Address
- 20700 Matteson Avenue Matteson, Illinois, 60443 United States

District information
- Type: Public
- Grades: PreK–8
- NCES District ID: 1736300

Students and staff
- Students: 1,779

Other information
- Website: www.dist159.com

= Elementary School District 159 =

School district in Cook County, Illinois, USA

Elementary School District 159 (ESD 159), also known as Matteson School District 159, is a school district headquartered in Matteson, Illinois near Chicago, United States.

The district serves portions of Matteson, Richton Park, Frankfort, and Tinley Park. As of 2017 it has 2,100 students.

==History==
The first school in what would become the district, the Sieden Prairie Schoolhouse, opened in 1869. The district headquarters was located on the former site of the schoolhouse. The district considers 1869 as its date of establishment.

From 2007 to 2016, multiple employees were related to a total of eight people who served on the school board. In 2016 the school district did not have a specific policy that addressed the practice of nepotism.

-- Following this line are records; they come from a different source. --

PR #1285, opened 2019-06-27
JAVA-2307: Improve @Select and @Delete by not requiring full primary key

tolbertam:
For [JAVA-2307](https://datastax-oss.atlassian.net/browse/JAVA-2307)

---

Motivation:

Currently `@Select` and `@Delete` annotated methods only allow
selecting/deleting individual entities when parameters are provided as
the mapper currently requires specifying all columns of the primary key as
parameters.

Since CQL allows you to select and delete multiple rows by providing a
subset of the primary key, these dao methods can be improved by
accepting a subset of the primary key as parameters, as long as
at least the partition keys are represented.

In addition `@Select` should be supported when providing no parameters,
which will allow querying an entire table's rows for a given entity.

Modifications:

Add `EntityHelper.selectByPrimaryKeyParts` and `deleteByPrimaryKeyParts`
methods and added generators to provide this capability.

Refactor parameter validation into EntityUtils.areParametersValid from
somewhat duplicated logic in delete and select method generators.

Add tests to exercise functionality.

Add documentation demonstrating extended capability.

Result:

`@Select` and `@Delete` now support providing a subset of primary key to
select/delete multiple entities.

`@Select` also supports providing zero parameters, which performs a
select on all rows in an entity's table.


mapper-runtime/src/main/java/com/datastax/oss/driver/api/mapper/entity/EntityHelper.java
```diff
@@ -188,6 +188,23 @@
...
+   * values (the bind markers have the same names as the columns). They are listed in the natural
+   * order, i.e. partition key columns first, followed by clustering columns (in the order defined
+   * by the {@link PartitionKey} and {@link ClusteringColumn} annotations on the entity class).
+   *
+   * <p>If <code>parameterCount</code> of 0 is provided, this is the equivalent of a select query
+   * without a where clause, which queries for all rows in a table.
+   */
+  @NonNull
+  default Select selectByPrimaryKeyParts(int parameterCount) {
+    throw new UnsupportedOperationException("selectbyPrimaryKeyParts is unimplemented");
```
tolbertam: Done to avoid breaking changes, although it is a bit awkward.

changelog/README.md
```diff
@@ -2,8 +2,10 @@
 
 <!-- Note: contrary to 3.x, insert new entries *first* in their section -->
 
+
```
adutra: Unnecessary change.

changelog/README.md
```diff
@@ -2,8 +2,10 @@
...
 ### 4.2.0 (in progress)
 
+- [improvement] JAVA-2307: Improve @Select and @Delete by not requiring full primary key
```
adutra: Tip: place all words starting with `@` within backticks here and in commit messages, to avoid having Github consider that these are user handles.

integration-tests/src/test/java/com/datastax/oss/driver/mapper/InventoryITBase.java
```diff
@@ -31,14 +33,31 @@
       new Product(UUID.randomUUID(), "Flamethrower", new InventoryITBase.Dimensions(30, 10, 8));
   protected static Product MP3_DOWNLOAD = new Product(UUID.randomUUID(), "MP3 download", null);
 
+  protected static ProductSale FLAMETHROWER_SALE_1 =
+      new ProductSale(FLAMETHROWER.getId(), "2019-06-27", 1, Uuids.startOf(1561643130), 500.00, 5);
```
olim7t: Maybe you could have the date in the constant name, to make things more obvious in tests.

manual/mapper/daos/delete/README.md
```diff
@@ -36,6 +36,19 @@ The method can operate on:
     In addition, because the entity class can't be inferred from the method signature, it must be
     specified via the annotation's `entityClass` element.
 
+* a subset of the primary key (partition key, or partition key + subset of clustering columns):
```
olim7t: It's always the first k clustering columns, correct? Like if the PK is `((pk1, pk2), cc1, cc2, cc3)` you can't do `((pk1, pk2), cc3)`. We should say it explicitly in the docs (I'm not sure how best to formulate it).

Mable Alfred served as superintendent. In December 2018, the school board voted to remove Alfred from per position. In May 2019, five members of the school board voted to make Alfred the superintendent again, while one voted against the proposal and with one more not voting.

==Schools==
Middle schools:
- Colin Powell Middle School (Matteson)

Elementary schools:
- Neil Armstrong School (Richton Park)
- Sieden Prairie School (Matteson)
- Woodgate School (Matteson)
- Marya Yates School (Matteson)

It previously operated Sedan Prairie School in Tinley Park.

The Vollmer Road headquarters is on the grounds of the former Sieden Prairie School. The previous headquarters was in the Marya Yates Building on Allemong Drive.